MAICOL JECSON

Mariarosa Mancuso

Tante buone intenzioni. Poca voglia di lavorare. E quindi via con la voce fuori campo, che risparmia le fatiche della sceneggiatura.

Tante buone intenzioni. Poca voglia di lavorare. E quindi via con la voce fuori campo, che risparmia le fatiche della sceneggiatura. Sarebbe anche simpatica, la storia di Andrea e Tommaso. Il quindicenne vorrebbe approfittare del lettone lasciato libero dalla madre e dal suo nuovo compagno per concupire la ragazza dei suoi sogni. Il novenne che si crede figlio di Michael Jackson – siamo nel 2009, per scongiurare la necrofilia, il Peter Pan d’America gira ancora per concerti – si mette di mezzo: parcheggiato all’ospizio dei vecchietti dal fratellone (in mancanza di un’idea più sensata) torna a casa con un nonno posticcio.

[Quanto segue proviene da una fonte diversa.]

PR #950, opened 2020-08-14
Remove incorrect script for Windy mission 1-1 cracked wall that preve…

tankfest:
…nts it from opening

**_I affirm:_**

Su come sia esattamente avvenuta l’adozione, il film di Francesco Calabrese e Enrico Audenino non si sbilancia, già il buco nella trama basterebbe per irritare lo spettatore. Un indizio, almeno, sarebbe gradito: se no a cosa serve una sceneggiatura? Quel che la voce fuori campo spiattella dovrebbe finire nei dialoghi. Esistono, è vero, registi americani indipendenti che la sanno usare bene: ma bisogna studiarseli prima di scopiazzarli. “Maicol Jecson” va sempre in controtempo. I giovani attori riescono a buttar via anche le poche battute dignitosamente scritte – “Ma non è pericoloso lasciare tuo fratello all’ospizio?” / “No, al massimo si becca un pedofilo” – e per il resto veniamo freddamente messi a parte di quel che passa nelle loro teste. Gli attori meno giovani – il nonno Remo Girone e la vicina di casa pettegola Stefania Casini – sfruttano l’esperienza e il mestiere, con l’effetto di far scolorire ancora di più la recitazione dei ragazzini. Più astuta la scelta di ambientare il film in mezzo al nulla, così da suggerire “provincia americana”: i genitori mandano i figli a un non meglio precisato “summer camp”, una signora in rosa fa jogging passando e ripassando davanti alla villetta, c’è un concerto di Michael Jackson nei dintorni. Siamo nella sempre più desolata estate cinematografica italiana – a chiedere “posso vedere questo o quel film?” la risposta è “uscita tecnica, non sono previste anteprime”, come se le sale fossero chiuse al pubblico pagante. E siamo nel fai-da-te: un produttore intelligente, letto un copione che sembra una scaletta, avrebbe rimandato i registi a settembre.